Dimethyltryptamine/harmine
- Dimethyltryptamine
- Harmine

Combination of
- Dimethyltryptamine: Serotonergic psychedelic; Serotonin receptor agonist
- Harmine: Reversible inhibitor of monoamine oxidase A

Clinical data
- Other names: DMT/harmine; Harmine/dimethyltryptamine; Harmine/DMT; Dimethyltryptamine/telepathine; DMT/telepathine; Telepathine/dimethyltryptamine; telepathine/DMT; RE01
- Routes of administration: Unspecified

= Dimethyltryptamine/harmine =

Dimethyltryptamine/harmine (developmental code name RE01 or RE-01) is a combination of dimethyltryptamine (DMT), a tryptamine serotonin receptor agonist and serotonergic psychedelic, and harmine, a β-carboline reversible inhibitor of monoamine oxidase A (RIMA), which is under development for the treatment of mood disorders.

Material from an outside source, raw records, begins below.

PR #3157, opened 2022-01-24
https://github.com/opencv/opencv_contrib/issues/1578

### LINKED ISSUE #1578: cv::xphoto::inpaint crashed in KDTreeComparator::operator()(int const&, int const&) const

- OpenCV => 3.4.1
- Operating System / Platform => iOS 11
inpaint-crash

danopdev:
resolves #1578

It's not THE SOLUTION because it does not fix the root cause (I don't know the algorithm) but it's a WORKAROUND to fix indexes out of bounds.
Using this changed I was able to do the inpaint (SHIFTMAP) on the example files.

output_shiftmap

- [ x ] I agree to contribute to the project under Apache 2 License.
- [ x ] To the best of my knowledge, the proposed patch is not based on a code under GPL or other license that is incompatible with OpenCV
- [ x ] The PR is proposed to proper branch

It is a form of pharmahuasca (pharmaceutical ayahuasca), in which DMT is combined with a synthetically produced monoamine oxidase inhibitor (MAOI) as opposed to a plant-derived form such as Banisteriopsis caapi as in ayahuasca. Harmine, acting as a RIMA, inhibits the metabolism of DMT, in turn greatly potentiating DMT and allowing it to become orally active.

The combination is being developed by Reconnect Labs. As of August 2023, it is in phase 1 clinical trials.